Is multiple sclerosis curable? The answer to this question depends on who you ask. Conventional medical researchers typically don’t consider MS curable, but some experimental and alternative medical researchers do.

A standard medical website, devoted to conventional medical perspectives will likely assert that great advances have been made in MS research and, consequently, much progress has been made in the treatment of the disease. The website is bound to explain that, with the use of various medications, and with attention to good nutrition, MS patients can control most of their symptoms and slow down the progression of the disease. According to this perspective, while MS cannot be completely eliminated, patients are able to go on leading productive lives.

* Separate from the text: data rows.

Issue #2519, opened 2014-12-06
Model.findOneAndUpdate fails when using option upsert: true


benkroeger:
When using findOneAndUpdate in combination with upsert = true, the mongodb driver throws a MongoError:

```
MongoError: remove and upsert can't co-exist
```

This is what I'm trying to execute:

``` javascript
return Tag.findOneAndUpdate({
        $and: [{
          term: tag.term
        }, {
          category: tag.category
        }]
      }, {
        $setOnInsert: {
          term: tag.term,
          category: tag.category
        }
      }, {
        select: {
          _id: 1
        },
        new: true,
        upsert: true
      }).exec('findOneAndUpdate');
```

The reason this fails is, that the mongodb dirver sets the option "remove" to 1 when options.remove resolves to "true:

mongodb/lib/mongodb/collection/core.js: Line 747

``` javascript
queryObject.remove = options.remove ? 1 : 0;
```

Model.findOneAndUpdate results in an internal call to Query.prototype._findAndModify, where the opts object is created like this

mongoose/lib/query.js: Line 1502

``` javascript
opts = this._optionsForExec(model)
```

after which opts.remove is set to a function. I assume, this is some sort of getter function from the model?

I've added a conditional overwriting of opts.remove in case that opts.upsert resolves to "true"

mongoose/lib/query.js: Line 1508

``` javascript
if (!('upsert' in opts)) opts.upsert = false;
if (opts.upsert) {
  opts.remove = false;
}
```

which solved my problem.
However, I don't know if this will have any side-effects.

Verified, that the same issue exists on 3.8.20

vkarpov15:
@benkroeger this change went in to master branch, and so it's in the unstable 3.9.7 release. I won't merge master into 3.8.x. However, I can backport this fix in for 3.8.22, thanks for reminding me.

PR #2598, opened 2015-01-15
fixing conflict in findAndModify --> follow-up to #2519

benkroeger:
disabling opts.remove when opts.new resolves to true.

This resolves a similar issue to the one discussed in #2519 but related to the "new" property.


benkroeger:
Just a gentle reminder. Would be nice to get this fix brought into a release soon... since I have to patch that manually in every deployment right now.

vkarpov15:
Will do. There's a merge conflict but I'll make this change for rc2

PR #2615, opened 2015-01-26
unnecessary conditions

danielrohers:


lib/query.js
```diff
@@ -1127,9 +1123,7 @@ Query.prototype.findOne = function (conditions, fields, options, callback) {
 
   if (options) {
     this.setOptions(options);
-  }
-
-  if (fields) {
+  } else if (fields) {
```
vkarpov15: This isn't necessarily correct, both fields and options can be defined. You're right about the other two ifs being redundant though. If you can get rid of this change I can merge this PR

danielrohers: Really this case I'm wrong. But the other two ifs are redundant.

vkarpov15: Yeah the other two ifs are redundant, you're right. Just remove the L-1126 change and this is good :)

danielrohers:
@vkarpov15 ready!!

PR #2623, opened 2015-01-27
make model.hydrate use createModel so that it works with discriminators

ashaffer:
It seems like hydrate should work with discriminators.  Also i'm not sure why, but if I require queryhelpers outside of the function it breaks several tests, which is why i'm doing it in the awkward way that I am.  Not sure if there is a workaround for that.


vkarpov15:
Seems legit. Thanks for the contribution.

Issue #2617, opened 2015-01-27
mongoose runs validators more than once on save of a nested document


ashaffer:
``` javascript
var mongoose = require('mongoose');
var Schema = mongoose.Schema;

mongoose.connect('localhost');

var SubSchema = new Schema({str: String});
SubSchema.path('str').validate(function(val, next) {
  console.log('path.validate');
  next();
});

SubSchema.pre('validate', function(next) {
  console.log('pre validate');
  next();
});

var DocSchema = new Schema({arr: [SubSchema]});
var Doc = mongoose.model('b', DocSchema);

var p = new Doc();
p.arr.push({str: 'asdf'});
p.save();
```

Run this code.  You would expect each console.log to happen once, but they both happen twice in the latest version of mongoose and at least as far back as 3.8.8, the version i'm using.

ashaffer:
Nvm, this issue seems to be fixed in the unstable version in the repository.  I was only testing against the most recently released version.

ashaffer:
Reopening because I realized that this is not fixed in the latest version of 3.8, and that branch is still being updated with bugfixes.

vkarpov15:
Works fine in 4.9.4

troywweber7:
I'm still seeing this happen in `mongoose@5.3.13`.

PR #2624, opened 2015-01-27
Dont run validators more than once for nested subdocuments

ashaffer:
Fix for #2617.  I had to change the 'nested subdocuments' test a little bit, because it was asserting that mongoose not return all of the errors that were actually wrong with the document, which didn't seem like the right behavior to me, but it is possibly a breaking change for code that depends on that behavior.  Not sure if it was actually intended to work that way though.


ashaffer:
Closing, created pull request incorrectly.  Will reopen a new one.

PR #2625, opened 2015-01-27
dont run validators more than once on nested subdocs

ashaffer:
Fix for #2617.  I had to change the 'nested subdocuments' test a little bit, because it was asserting that mongoose not return all of the errors that were actually wrong with the document, which didn't seem like the right behavior to me, but it is possibly a breaking change for code that depends on that behavior.  Not sure if it was actually intended to work that way though.

### DIFF
--- a/lib/document.js
+++ b/lib/document.js
@@ -1275,7 +1275,7 @@ Document.prototype.$__registerHooks = function () {
 
   // Don't duplicate calls to validate() on sub-documents
   // validate already descends the object tree on its own
-  if(! this.parent || ! this.parent()) {
+  if(! this.__parent) {
     this.pre('save', function validation (next) {
       return this.validate(next);
     }, emitErrorOnModel);
--- a/lib/document.js
+++ b/lib/document.js
@@ -639,7 +639,7 @@ Document.prototype.$__set = function (
     } else {
       if (obj[parts[i]] && 'Object' === obj[parts[i]].constructor.name) {
         obj = obj[parts[i]];
-      } else if (obj[parts[i]] && 'EmbeddedDocument' === obj[parts[i]].constructor.name) {  
+      } else if (obj[parts[i]] && 'EmbeddedDocument' === obj[parts[i]].constructor.name) {
         obj = obj[parts[i]];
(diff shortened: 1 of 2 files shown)


ashaffer:
Closing/reopening to force rebuild in travis, since it seems like the build failed for reasons unrelated to my changes.

ashaffer:
I'm not sure what to do about the remaining two tests.  The failures seem to be side-effects of the change in evaluation order, but haven't actually broken the behavior these tests are trying to test.  Anyone have any thoughts on this?

vkarpov15:
Thanks for opening this, I'll review a little later today, this is a sizable bit of work.

lib/document.js
```diff
@@ -1258,6 +1258,29 @@ Document.prototype.$__registerHooks = function () {
 
   DocumentArray || (DocumentArray = require('./types/documentarray'));
 
+  function emitErrorOnModel(err) {
```
vkarpov15: use `var emitErrorOnModel = function(err)` instead

lib/document.js
```diff
@@ -1258,6 +1258,29 @@ Document.prototype.$__registerHooks = function () {
...
+                  + 'Consider adding an error listener to your connection.\n'
+                  + err.stack
+      }
+      this.db.emit('error', err);
+    }
+  }
+
+  // Don't duplicate calls to validate() on sub-documents
+  // validate already descends the object tree on its own
+  if(! this.__parent) {
```
vkarpov15: This screws up order and make validation happen before checking for cast errors, hence why the travis build failed. Why not just add the `if (!this.__parent)` check on L-1337 on the existing code? Would make life much easier.

vkarpov15:
Couple comments. I think this can go into 3.8.x, but as long as the tests that are currently failing in travis succeed.

lib/document.js
ashaffer: I did that initially, but that causes the 'document: hooks: pre save hooks on sub-docs should not exec after validation errors' test to fail, because then validation errors do not prevent the execution of other pre-save hooks.

vkarpov15: Then I don't think this is going to work in 3.8.x unfortunately. However, master passes the test you specified :)

PR #2630, opened 2015-01-29
To use the transform function only for those documents to which it refers.

chetverikov:
```javascript

    var schema = new Schema({
      name: String,
      places: [{type: ObjectId, ref: 'Places'}]
    });

    var schemaPlaces = new Schema({
      identity: String
    });

    schemaPlaces.set('toObject', {
      transform: function (doc, ret) {

        // here should be only Places documents
        assert.equal(doc.constructor.modelName, 'Places');

        return ret;
      }
    });

    var db = start()
      , Test = db.model('Foo', schema)
      , Places = db.model('Places', schemaPlaces);

    Places.create({ identity: 'a' },{ identity: 'b' },{ identity: 'c' }, function(err, a, b, c){
      Test.create({ name: 'chetverikov', places: [a, b, c]}, function( err ){
        assert.ifError(err);
        Test.findOne({}).populate('places').exec(function( err, docs ){
          assert.ifError(err);

          docs.toObject({transform: true});

          done();
        });
      });
    });
```

### DIFF
--- a/.gitignore
+++ b/.gitignore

Contemporary medical science recognizes that a combination of genetic, viral, environmental and immunological factors play a part in causing MS. Modifying these factors (where possible) to lower a patient’s risk can drastically reduce the speed at which MS progresses. From the standpoint of conventional medical science, those who are able to completely eliminate their symptoms by adopting such strategies have merely slowed down the progression of the disease. However, from the standpoint of alternative or experimental medicine, the elimination of the symptoms could be evidence of a cure. Curable MS could be a possibility for certain forms of the disease. One way to confirm it is to observe, over numerous years, a patient whose symptoms have been eliminated.

 

Is Multiple Sclerosis Curable From an Experimental Medicine Standpoint?

 

One of the less conventional understandings of MS is the theory that it is an infectious bacterial disease. This is not a new understanding of MS. In fact, it is one that was discussed in the 19th century and then in the second half of the 20th century. In the 1960s, Paul Le Gac proposed that Chlamydophila pneumoniae, the parasitic bacteria, might have a hand in causing MS. He treated some MS patients using various broad spectrum antibiotics. A number of them recovered remarkably. However, his results were rejected by his peers for various reasons. One of the reasons was that not all MS patients responded positively to the antibiotic treatment. Another one was that no controlled clinical trials had been done.

More recently, scientists at Vanderbilt University have detected Chlamydophila pneumoniae in the cerebrospinal fluid (CSF) of MS patients and developed a combination–antibiotic therapy for it. The premise is that the bacteria are associated with MS and other neurological conditions. Their findings have been challenged by their peers, many of whom think the presence of the bacteria in the patients’ CSF was merely coincidental. Naturally, the Vanderbilt University scientists’ research efforts will continue. It seems possible that they will play a role in answering the question, “Is MS curable?”